The ollama run command starts an interactive session and also launches the background server. But if you use the API directly (Python SDK, curl), you need ollama serve running separately. If API calls time out, check that the server is active on port 11434.

9.3. Using the Wrong Python Package

There are two Python Ollama packages: ollama (the official library) and langchain-ollama (for LangChain integration). The official ollama package provides a simpler API for direct use. The LangChain integration wraps it for chain-based workflows. Pick one — do not install both unless you need LangChain features.

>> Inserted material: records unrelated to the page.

PR #1773, opened 2022-02-26
AP-5922 Mulitple session handle from Portal

shapon2004:


shapon2004:
To resolve the session related issue, following options has been implemented:

1) Multiple portalContext will be stored into session for multiple Portal tabs.(ex: Sessions.getCurrent().setAttribute("portalContext_" + Desktop_Id, portalContext))

2) To access the portalContext, other tabs like dashboard or PD will have to include reference of the portal into Url (ex: dashboard/index.zul?REFER_ID=Desktop_Id)

3) During creation of other tabs(excluding Portal), a new ZK desktop attribute has been added to set related parent portal (ex:  desktop.setAttribute("PORTAL_REF_ID",Desktop_Id))

4) To retrieve related portalContext: We call first desktop.getAttribute("PORTAL_REF_ID") to retrieve parent portal reference and thenusing the reference we identify the related portalContext from session (ex: Sessions.getCurrent().getAttribute("portalContext_"+Desktop_Id))

5) For portal, we have added a listner into Maincontroller to cleanup the sesion portalContext related object.

6) All the class/object will get the portalContext from PortalContextHolder.getActivePortalContext() static method. This method has the mechanism to retrieve the portalContext from current tabs.

Apromore-Core-Components/Apromore-Portal/src/main/java/org/apromore/portal/context/PluginPortalContext.java
```diff
@@ -132,11 +131,11 @@ public FolderType getCurrentFolder() {
...
     @Override
     public UserType getCurrentUser() {
+        //If parent window is closed, then below code block gives nullpointer
         //return UserSessionManager.getCurrentUser();
-    	Desktop desktop = mainController.getDesktop();
-        Session session = desktop.getSession();
-        UserType userType = (UserType) session.getAttribute(UserSessionManager.USER);
-    	return userType;
+        //Desktop desktop = mainController.getDesktop();
+        //Session session = desktop.getSession();
```
raboczi: Reasonable to remove this commented-out code?

Apromore-Plugins/plugin-core/portal/api/src/main/java/org/apromore/plugin/portal/PortalUrlWrapper.java
```diff
@@ -0,0 +1,42 @@
...
+
+    }
+    public static String getUrlWithReference(String url) {
+        if (url == null || url.isEmpty()) {
+            return "";
+        } else if (url.contains("?") || url.contains("=")) {
+            url += "&REFER_ID=" + Executions.getCurrent().getDesktop().getId();
+        }else{
+            url += "?REFER_ID=" + Executions.getCurrent().getDesktop().getId();
+        }
```
raboczi: Perhaps java.net.URI should be used here to incorporate some validation?  The conditional check would become something like `URI uri = new URI(url); if (uri.getQuery() == null) { ...`.  It'd be a bit verbose, but the output could be composed using a URI instance as well.

raboczi (changes requested):
There seem to be tabs introduced into the source code again, e.g. in the new PortalContextHolder.

My preliminary testing turned up an exception when opening Dashboard tabs.  I should be able to demonstrate that to you if needed.

Apromore-Core-Components/Apromore-Portal/src/main/java/org/apromore/portal/context/PluginPortalContext.java
shapon2004: Yeah. I am removing it.

raboczi: Passes for me now.

raboczi (approved):
This seems to address the defect and is fairly tidy.  Approved!

PR #1775, opened 2022-02-28
Feature/ap 5879

dreamind:
Prove a new button to show/hide all comments and should be positioned after the one for showing/hiding attachments.


Janite (approved):
Comment toggle works as expected.

PR #1776, opened 2022-03-01
AP-5980-5983-5985 Cost overlay improvements

dreamind:


Janite (changes requested):
Looks good. There is one point in the card about repositioning the window to be in the center of the screen, like for calendars. But the window is not in the center.

Requested a change to move the Currency label to a properties file.

Apromore-Custom-Plugins/Process-Discoverer-Portal-Plugin/src/main/resources/static/processdiscoverer/zul/costTable.zul
```diff
@@ -41,11 +42,13 @@
       </template>
     </listbox>
     <div height="40px" hflex="1" style="padding:4px; padding-left: 10px;">
+      <label style="margin-right: 6px">Currency</label>
```
Janite: We can move the Currency label to a property file. The translation for it should be the same as Currency in BPMN Editor which is 通貨

Janite (approved):
LGTM!

PR #1778, opened 2022-03-01
AP-6043 Create a permission for Manage access rights

Janite:
- Create a permission for Manage access rights to decouple its access from "User management".
- Give the admin and super admin roles Manage access rights permission by default.


franklma (approved):
LGTM

PR #86, opened 2026-05-03
Add support for background tag for window images

raidekoptix:
The goal here is to parse an `img` attribute of the `<nav/>` tag that contains a full path to an image file that will be set on the background of the main story window for added ambiance. The `img` path is determined via an external Lich script for greater user flexibility.


raidekoptix:
After discussion with @sproctor we decided a dedicated `<background/>` window would be better than trying to key off of a `<nav/>` attribute...

Swapped to `<background/>` which accepts two attributes `window=` for targetting specific windows, and `img=` for the file path.

### Examples
| Tag  | Effect |
| ------------- | ------------- |
| `<background window='room' img="something.png"/>` | Sets the `room` window to something.png |
| `<background img="something.png"/>` | Sets the `main` story window (default) to something.png |
| `<background window='main'/>` | Clears the image from the main story window |
| `<background/>` | Clears the main window background |

raidekoptix:
The excitement is getting away from me, but I've added several additional attributes. A full list below:

| Attribute  | Effect |
| ------------- | ------------- |
| `window` | target window name. Missing or blank defaults to main. |
| `img` | background image path. Missing, blank, or 0 clears the background. |
| `mode` | image mode. Supported values: `fill`, `hfill` (default), `wfill`, `full`, `gradient` |
| `opacity` | max image opacity, 0..100. Defaults to 100.
| `start` | gradient start position as percent from the image’s left edge, 0-100% Defaults to 0 |
| `end` | gradient end position as percent from the image’s left edge, 0-100% Defaults to 100 |
| `align` | horizontal image alignment. Supported values: `left`,`center` (default), `right` |
| `valign` | vertical image alignment. Supported values: `top`,`middle` (default), `bottom` |

sproctor (commented):
The data part of it looks good. I would say a background tag without a window name should default to "main" and if the server/script wants to clear all backgrounds, it can do the work of sending a background tag for each window.

I think the nav change does nothing and should be removed. I'll have more comments later, but I ran out of time.

raidekoptix:
Sorry about that! Nav changes weren't supposed to still be in there; I've cleaned them up.

Adjusted the default behavior of `<background/>` to default to clearing the main window.

PR #105, opened 2026-05-23
remember main window position

OSXLich-Doug:
## Summary
- save the main Warlock window X/Y/width/height per connected character
- restore saved bounds after the connected character is known
- keep the existing global width/height startup fallback

## Tested
- ./gradlew :desktopApp:compileKotlin -PiosSkip=true -PlintSkip=true
- ./gradlew :core:ktlintCommonMainSourceSetCheck :desktopApp:ktlintMainSourceSetCheck -PiosSkip=true -PlintSkip=true
- manually verified two characters remember different main window positions

Note: full ./gradlew check was not run locally because this environment does not have Android SDK configuration.


sproctor:
I've changed my dev process a bit. I should document this somewhere. I'm running everything against the master branch now. Can you create a new PR to that branch?

PR #109, opened 2026-05-25
remember main window position

OSXLich-Doug:
## Summary
- save the main Warlock window X/Y/width/height per connected character
- restore saved bounds after the connected character is known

Frequently Asked Questions

Is Ollama really free?

Yes. Ollama is fully open-source and free. The models are free too. You pay nothing — just your own electricity.

Can I use Ollama without a GPU?

Absolutely. Ollama automatically falls back to CPU. 3B models run smoothly on CPU; 7B models are usable but slower.

Is my data private when using Ollama?

Yes. Everything runs on your machine. No data is sent to any server. No telemetry unless you opt in.